Elf Frauen im Übergangsrat
2006 haben Frauenrechtlerinnen die Watan-Koalition gegründet, eine Lobby-Gruppe, die die Kandidatur weiblicher Parlamentarierinnen unterstützen soll. Nur eine Frau hat es bisher ins Parlament geschafft, aber die Koalition gibt es heute noch. Sie versogt die Demonstranten auf dem Platz des Wandels mit Essen und leistet medizinische Hilfe. Doch welche Rolle die Frauen zukünftig in der Politik spielen werden, ist noch völlig unklar. "Wir haben von den Oppositionsparteien noch nicht gehört, wie sie die Lage der Frauen verbessern wollen. Und wir wissen nicht, welche politischen Institutionen entstehen werden und wie die sich in Sachen Frauenrechte positionieren werden", sagt Dina El Mamoun von Amnesty International.

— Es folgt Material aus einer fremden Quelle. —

PR #1728, opened 2025-12-16
Fix internal race condition in the incremental upload queue

passaro:
This change addresses an issue that caused the `upload::incremental::tests::test_append_failure_on_object_replaced` to fail [occasionally](https://github.com/awslabs/mountpoint-s3/actions/runs/20229391488/job/58068496627#step:8:576). The root cause was a race condition in `AppendUploadQueue` when attempting to write more data after a failure to retrieve the checksum algorithm, which would occasionally result in a panic instead of returning an `UploadAlreadyTerminated` error.

The issue could be fixed with a simple change (see first commit), but I opted to refactor the queue to use a single channel to return both the checksum algorithm and the PutObject responses, making error handling more uniform. 

**Note that there is no user impact**, since further writes after an error are not allowed by the "file system" layer.

No.

No.

---

### DIFF
--- a/mountpoint-s3-fs/src/upload/incremental.rs
+++ b/mountpoint-s3-fs/src/upload/incremental.rs
@@ -503,6 +503,7 @@ impl AsRef<[u8]> for ReservedBuffer {
 #[cfg(test)]
 mod tests {
     use std::collections::HashMap;
+    use std::time::Duration;
 
     use crate::mem_limiter::MINIMUM_MEM_LIMIT;
     use crate::memory::PagedPool;
@@ -515,7 +516,8 @@ mod tests {
     use mountpoint_s3_client::failure_client::{CountdownFailureConfig, countdown_failure_client};
     use mountpoint_s3_client::mock_client::{MockClient, MockObject};
     use mountpoint_s3_client::types::{ChecksumAlgorithm, ETag, GetObjectParams, GetObjectResponse};
-    use test_case::test_case;
+    use test_case::{test_case, test_matrix};
+    use tokio::time::sleep;
 
     fn new_uploader_for_test<Client>(
         client: Client,
@@ -998,7 +1000,8 @@ mod tests {
     }
 
     #[tokio::test]
-    async fn test_append_failure_on_object_replaced() {
+    #[test_matrix([true, false], [Duration::ZERO, Duration::from_secs(1)])]
+    async fn test_append_failure_on_object_replaced(replace_before_start: bool, sleep_before_write: Duration) {
         let bucket = "bucket";
         let key = "hello";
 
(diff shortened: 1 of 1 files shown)


mountpoint-s3-fs/src/upload/incremental.rs
```diff
@@ -169,41 +181,42 @@ where
...
+            checksum_algorithm: None,
             pool,
             mem_limiter,
-            checksum_algorithm,
             _task_handle: task_handle,
         }
     }
 
     // Push given bytes with its checksum to the upload queue
     pub async fn push(&mut self, buffer: UploadBuffer) -> Result<(), UploadError<Client::ClientError>> {
```
vladem, line 218: do methods of `AppendUploadQueue` need to be `pub`?

mountpoint-s3-fs/src/upload/incremental.rs
```diff
@@ -306,43 +347,39 @@ where
...
-    response_sender: Sender<Result<PutObjectResult, UploadError<Client::ClientError>>>,
-) where
+    buffer_receiver: &Receiver<UploadBuffer>,
+    event_sender: &Sender<AppendUploadEvent<Client::ClientError>>,
+) -> Result<(), UploadError<Client::ClientError>>
+where
     Client: ObjectClient + Send + Sync + 'static,
 {
+    // Always send the checksum algorithm first.
+    let checksum_algorithm = get_checksum_algorithm(&client, &params).await?;
```
vladem, line 362: > The root cause was a race condition in AppendUploadQueue when attempting to write more data after a failure to retrieve the checksum algorithm, which would occasionally result in a panic instead of returning an UploadAlreadyTerminated error.

Why failure to retrieve the checksum algorithm happens? Is it because we sometimes detect etag mismatch on `HeadObject` (instead of `PutObject`)?

mountpoint-s3-fs/src/upload/incremental.rs
```diff
@@ -133,6 +132,19 @@ where
     }
 }
 
+/// Events emitted by the background queue.
+#[derive(Debug)]
+enum AppendUploadEvent<E> {
+    /// The algorithm used to compute checksums.
+    /// Only emitted once, before any [AppendUploadEvent::PutResponse] event.
+    ChecksumAlgorithm(Option<ChecksumAlgorithm>),
```
vladem, line 140: Couldn't we receive checksum "synchronously" in `AppendUploadQueue::new`? Probably that would mean a delay on `open`, is that the reason for making this request in `run_append_loop`?

mountpoint-s3-fs/src/upload/incremental.rs
```diff
@@ -234,8 +247,24 @@ where
...
+                    self.checksum_algorithm.insert(checksum_algorithm).clone()
+                }
+                AppendUploadEvent::PutResponse(_) => {
+                    unreachable!("cannot receive a response event before the checksum algorithm");
+                }
+                AppendUploadEvent::Error(upload_error) => return Err(upload_error),
+            }
+        };
         while self.requests_in_queue > 0 {
             match UploadBuffer::try_new(capacity, &checksum_algorithm, &self.pool, self.mem_limiter.clone())? {
```
vladem, line 269: not related: is there a limit for how much a single "append" file handle can reserve for its buffers? the total amount of free RAM is the only limit?

mountpoint-s3-fs/src/upload/incremental.rs
passaro: Yes, we do not want to add latency to `open` (not changed in this PR).

mountpoint-s3-fs/src/upload/incremental.rs
passaro: Not really. All the methods called by `AppendUploadRequest` are marked `pub` as opposed to `consume_next_response` which is internal, but the visibility would only be enforced if we moved it to a separate module.

mountpoint-s3-fs/src/upload/incremental.rs
passaro: Yes, there is a limit of 2GiB (`MAX_BYTES_IN_QUEUE`) enforced by the bounded buffer channel. Writes will block if the channel is full until a buffer is popped from the queue and its data uploaded.

mountpoint-s3-fs/src/upload/incremental.rs
passaro: Yes. And the error was handled and propagated correctly on the first write attempt. The issue prior to this change was that a subsequent write (on the `AppendUploadRequest`) would still try to get the algorithm and panic.

vladem (approved):

PR #1733, opened 2025-12-19
Fix internal failure on atomic upload

passaro:
Improve handling of errors on `CreateMultiPartUpload` in the atomic upload code path. Similarly to the change in #1728, the issue only manifests when attempting to further write or complete an upload after an error and it does not affect Mountpoint file system users, since that's already prevented at that level.

No, user-visible behavior not impacted.

No.

---

### DIFF
--- a/mountpoint-s3-client/src/failure_client.rs
+++ b/mountpoint-s3-client/src/failure_client.rs
@@ -435,8 +435,10 @@ pub fn countdown_failure_client<Client: ObjectClient>(
                 },
                 result_fn: |state| {
                     state.count += 1;
-                    if state.count >= state.fail_count {
-                        Err(state.error.take().unwrap())
+                    if state.count >= state.fail_count
+                        && let Some(error) = state.error.take()
+                    {
+                        Err(error)
                     } else {
                         Ok(())
                     }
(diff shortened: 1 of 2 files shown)


mountpoint-s3-client/src/failure_client.rs
```diff
@@ -435,8 +435,10 @@ pub fn countdown_failure_client<Client: ObjectClient>(
                 },
                 result_fn: |state| {
                     state.count += 1;
-                    if state.count >= state.fail_count {
-                        Err(state.error.take().unwrap())
+                    if state.count >= state.fail_count
+                        && let Some(error) = state.error.take()
```
vladem, line 439: so we will succeed on all next steps after taking the error? nit: document in `CountdownFailureConfig` (if not yet)

passaro: That is indeed what we currently document:

```
    /// For PUT, map entries are interpreted as follows (operations are numbered starting at 1):
    ///   (k -> Err(E) means return error E on the k'th PUT
    ///   (k -> Ok((n, E))) means return a put request object on the k'th put that
    ///       returns error E on the n'th write, otherwise writes to the underlying request.
```

We should improve it, maybe with something similar to `GetObjectFailureMode`. But that's a separate change.

PR #1735, opened 2026-01-05
Propose allowing unlink for LocalUnopened files

Maxbey:
**What changed and why?**
We encountered an issue when files became permanently stuck and could not be deleted. This happens when a process crashes (or is killed) between the `mknod` and `open` FUSE calls. 

The file is created in `LocalUnopened` state, but since the process never opens it for writing, there's no way to complete or cancel the write, and unlink becomes blocked if we try to delete the stale file.

Previously, unlinking any local file (LocalUnopened, LocalOpen, or PendingRename) was blocked with `unlink on local file not allowed until write is complete`. However, files in LocalUnopened state have never been opened for writing, so no S3 upload has started. These files exist only in the local inode tree and can be removed without S3 cleanup.

This change separates the handling of LocalUnopened from LocalOpen/PendingRename, allowing unlink to succeed for files that were created but never opened.

Yes. Previously, attempting to unlink a LocalUnopened file returned an error. Now it succeeds.

Yes.

---

### DIFF
--- a/mountpoint-s3-fs/src/superblock/inode.rs
+++ b/mountpoint-s3-fs/src/superblock/inode.rs
@@ -286,6 +286,36 @@ impl InodeKindData {
             },
         }
     }
+
+    pub fn remove_child(&mut self, name: &str, expected_ino: InodeNo) {
+        match self {
+            InodeKindData::File {} => {
+                debug_assert!(false, "remove_child called on a file, not a directory");
+            }
+            InodeKindData::Directory {
+                children,
+                writing_children,
+                ..
+            } => {
+                // We want to remove the original child.
+                // If there is a mismatch in inode number between the existing inode and the deleted inode, we invalidate the existing inode's stat.
+                // If for some reason the child with the specified name was already removed, we do nothing as this is the desired state.
+                if let Some(existing_inode) = children.get(name) {
+                    if existing_inode.ino() == expected_ino {
+                        children.remove(name);
+                        writing_children.remove(&expected_ino);
+                    } else {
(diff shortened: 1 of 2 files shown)


mountpoint-s3-fs/src/superblock/inode.rs
```diff
@@ -286,6 +286,36 @@ impl InodeKindData {
...
+                // We want to remove the original child.
+                // If there is a mismatch in inode number between the existing inode and the deleted inode, we invalidate the existing inode's stat.
+                // If for some reason the child with the specified name was already removed, we do nothing as this is the desired state.
+                if let Some(existing_inode) = children.get(name) {
+                    if existing_inode.ino() == expected_ino {
+                        children.remove(name);
+                        writing_children.remove(&expected_ino);
+                    } else {
+                        // Mismatch in inode number, thus the existing inode might not be the same one we deleted
+                        let mut state = existing_inode.get_mut_inode_state_no_check();
```
vladem: this branch will deadlock? we may have already acquired write lock on child in `unlink`

mountpoint-s3-fs/src/superblock/inode.rs
```diff
@@ -286,6 +286,36 @@ impl InodeKindData {
             },
         }
     }
+
+    pub fn remove_child(&mut self, name: &str, expected_ino: InodeNo) {
+        match self {
+            InodeKindData::File {} => {
+                debug_assert!(false, "remove_child called on a file, not a directory");
```
vladem: should return an error in the release build

PR #1737, opened 2026-01-07
Fix dependencies for analyzing results from benchmarks

Priyankakarumuru1:
**What changed and why?**

Added analysis dependency group to pyproject.toml containing omegaconf and tabulate packages required by the autogroup.py script for processing benchmark results.

No 

No 

---

### DIFF
--- a/benchmark/pyproject.toml
+++ b/benchmark/pyproject.toml
@@ -12,8 +12,6 @@ dependencies = [
 [dependency-groups]
 dev = [
     "pytest",
-]
-analysis = [
     "omegaconf",
     "tabulate",
 ]
--- a/benchmark/pyproject.toml
+++ b/benchmark/pyproject.toml
@@ -13,3 +13,7 @@ dependencies = [
 dev = [
     "pytest",
 ]
+analysis = [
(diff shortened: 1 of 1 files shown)


benchmark/pyproject.toml
```diff
@@ -13,3 +13,7 @@ dependencies = [
 dev = [
     "pytest",
 ]
+analysis = [
```
sahityadg: Have you tried adding these to dev dependency-group like pytest? 

That may be better as it won't need --group flag.

Priyankakarumuru1: That is actually much clear. I'll move omegaconf and tabulate to the dev group instead of creating a separate analysis group. Thanks for the suggestion!

sahityadg: These dependencies are already defined here: https://github.com/awslabs/mountpoint-s3/blob/main/benchmark/analysis-scripts/autogroup.py#L3-L6. So uv should just install them anyway. We don't need them in pyproject.toml unless we want to move all dependencies here.

dannycjones (approved):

Im August hat die Opposition einen nationalen Übergangsrat gewählt. Gerade mal elf der 143 Mitglieder sind Frauen. Doch viele Männer zollen ihnen schon jetzt Respekt. "Die Frau bewegt sich in einer männerdominierten Gesellschaft, die sich Frauen in der Politik überhaupt nicht vorstellen kann. Und was heutzutage passiert, und dass die Frauen auf den Demo-Plätzen und im Übergangsrat präsentiert sind, ist eine positive Entwicklung", sagt Fouad As-Salahi, Soziologe an der Universität Sanaa. Fest steht: Die größte Herausforderung für die Demonstranten beginnt dann, wenn Präsident Saleh geht. Die Frauen auf dem "Platz des Wandels" jedenfalls haben sich auf einen langen Kampf eingestellt. Einen Kampf gegen die konservativen Werte der jemenitischen Macho-Gesellschaft.